Monoclonal Antibodies For Clinical Use

Fig: 1 Principle of the Hybridoma Monoclonal antibodies derive from a single antibody-producing B cell. The antigen is first injected into a mouse to provoke an immune response. The spleen is harvested because it harbors many activated B cells. The spleen cells are short-lived in culture, so they are fused to immortal myeloma cells. The hybridoma cells are cultured and isolated so each hybrid is separate from the other. Each hybrid clone can then be screened for the best antibody to the target protein.

 

 

There are many clinical uses for antibodies. They are used in diagnostic procedures (including the ELISA), for pregnancy testing, and to detect the presence of proteins characteristic of particular disease-causing agents.

In the future, they may be used to specifically kill cancer cells or destroy viruses. Such uses need relatively large amounts of a pure antibody that specifically recognizes a single antigen. Even if an experimental animal is inoculated with a purified single antigen, its blood serum will contain a mixture of antibodies to that antigen. Remember that a single antigen has multiple epitopes, and
ANTIBODY thus antibodies will vary in both specificity and affinity.
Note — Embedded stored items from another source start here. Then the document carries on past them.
PR #3008, opened 2024-11-18
fix(runner): do not exit the runner process when a sync is cancelled

TBonnin:
## Describe your changes

I think that at some point we were forking/spawning a new subprocess for each script execution. When aborting we will then exit the process. However we don't do that anymore and scripts simply run in a node vm in the same runner process.
This commit modifies the sync sdk so an error is thrown instead of exiting. Jobs then discard this specific error.

https://linear.app/nango/issue/NAN-2195/fix-aborting-a-script-kills-the-runner-process

### DIFF
--- a/packages/jobs/lib/execution/operations/output.ts
+++ b/packages/jobs/lib/execution/operations/output.ts
@@ -2,7 +2,7 @@ import { orchestratorClient } from '../../clients.js';
 import type { JsonValue } from 'type-fest';
 import { logger } from '../../logger.js';
 import { NangoError } from '@nangohq/shared';
-import type { NangoProps } from '@nangohq/shared';
+import type { NangoProps, RunnerOutputError } from '@nangohq/shared';
 import { handleSyncError, handleSyncSuccess } from '../sync.js';
 import { handleActionError, handleActionSuccess } from '../action.js';
 import { handleWebhookError, handleWebhookSuccess } from '../webhook.js';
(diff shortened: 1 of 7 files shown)


packages/jobs/lib/execution/operations/output.ts
```diff
@@ -33,25 +33,25 @@ export async function handleSuccess({ taskId, nangoProps, output }: { taskId: st
...
-}: {
-    taskId: string;
-    nangoProps: NangoProps;
-    error: {
-        type: string;
-        payload: Record<string, unknown>;
-        status: number;
-    };
-}): Promise<void> {
+export async function handleError({ taskId, nangoProps, error }: { taskId: string; nangoProps: NangoProps; error: RunnerOutputError }): Promise<void> {
```
TBonnin, line 36: no real change here. Just making the type more explicit

packages/runner/lib/abort.ts
```diff
@@ -5,6 +5,7 @@ export const abort = (taskId: string): boolean => {
     const ac = abortControllers.get(taskId);
     if (ac) {
         ac.abort();
+        abortControllers.delete(taskId);
```
TBonnin, line 8: unrelated to this issue but I realized we were not very good citizen, not removing the abortController from the global map once it has been aborted

packages/jobs/lib/execution/operations/output.ts
```diff
@@ -33,25 +33,25 @@ export async function handleSuccess({ taskId, nangoProps, output }: { taskId: st
...
     const formattedError = toNangoError({
         err: error,
         defaultErrorType: `${nangoProps.scriptType}_script_failure`,
         scriptName: nangoProps.syncConfig.sync_name
     });
 
+    if (error.type === 'script_aborted') {
```
TBonnin, line 37: I am not a huge fan of NangoError.type being a `string` and not a union type. I tried to refactor it but it is basically opening pandora box so I gave up (for now) :(

nalanj (approved):

packages/jobs/lib/execution/operations/output.ts
```diff
@@ -33,25 +33,25 @@ export async function handleSuccess({ taskId, nangoProps, output }: { taskId: st
...
+        // do nothing, the script was aborted and its state already updated
+        logger.info(`Script was aborted. Ignoring output.`, {
+            taskId,
+            syncId: nangoProps.syncId,
+            environmentId: nangoProps.environmentId,
+            providerConfigKey: nangoProps.providerConfigKey,
+            connectionId: nangoProps.connectionId
+        });
+        return;
+    }
```
bodinsamuel, line 47: Could be placed before formattedError

bodinsamuel (approved):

Nowadays, such a mixture is referred to as polyclonal antibody because it results from antibody production by many different clones of B cells, which all recognized the same antigen. Such a mixture is of little use either for a specific, accurate assay or for other techniques in biotechnology.
Somehow, a single line of B cells all making one particular antibody must be isolated and grown in culture. Such a pure antibody made by a single line of cells is known as a monoclonal antibody . Unfortunately, B cells live for only a few days and survive poorly outside the body. The solution to this problem is to use cancer cells.

Myelomas are naturally occurring cancers derived from B cells and which therefore express immunoglobulin genes. Like many tumor cells, myeloma cells will continue to grow and divide in culture forever if given proper nutrients. To make monoclonal antibodies, the relatively delicate B cell, which is making the required antibody, is fused to a myeloma cell. (To avoid confusion, a myeloma that has lost the ability to make its own antibody is used.) The resulting hybrid is called a hybridoma .

In principle it can live forever in culture and will make the desired antibody. In practice, an animal, such as a mouse, is injected with the antigen against which antibodies are needed. When antibody production has reached its peak, a sample of antibody-secreting B cells is removed from the animal. These are fused to immortal myeloma cells to give a mixture of many different hybridoma cells. The tedious part comes next. Many individual hybridoma cell lines must be screened to find one that recognizes the target antigen. Once found, the hybridoma is grown in culture to give large amounts of the monoclonal antibody.

HUMANIZATION OF MONOCLONAL ANTIBODIES

Fig: 2 Humanization of Monoclonal Antibodies Antibodies from a mouse can be altered to become more like a human antibody. (A) The entire constant region of the heavy and light chain can be replaced with constant regions from a human. (B) Antibodies have six CDRs that determine the actual antigen binding site. The entire antibody except the CDR region can be replaced with human sequence.

 

 

Monoclonal antibodies could theoretically be used as magic bullets to kill human cancer cells by aiming them at specific molecules appearing only on the surface of cancer cells. Ironically, the main problem is that the human immune system regards antibodies from mice or other animals as foreign molecules themselves, and so attempts to destroy them! One approach that may partly solve this problem is using genetic engineering to make humanized monoclonals.

This takes advantage of the fact that only the variable or V-region of the antibody recognizes the antigen. The constant or C-region may therefore be replaced. The first-generation hybridoma is isolated and cultured, generally using mouse B cells. Then the DNA encoding the mouse monoclonal antibody is isolated and cloned.

The DNA for the constant region of the mouse antibody is replaced with the corresponding human DNA sequence. The V region is left alone. The human/mouse hybrid gene is then put back into a second mouse myeloma cell for production of antibody in culture. Although not fully human, the hybrid is less mouselike and provokes much less reaction from the human immune system.

Further humanization can be accomplished by altering those parts of the V region that are not directly involved in binding the antigen. A closer look at the V-region of each chain shows that most of the variation is restricted to three short segments that form loops on the surface of the antibody, thus forming the antigen binding site.

These are known as hypervariable regions or as complementarity determining regions (CDRs) . Overall, each antigen binding site consists of six CDRs, three from the light chain and three from the heavy chain. Full humanization of an antibody involves cutting out the coding regions for these six CDRs from the original antibody and splicing them into the genes for human light and heavy chains.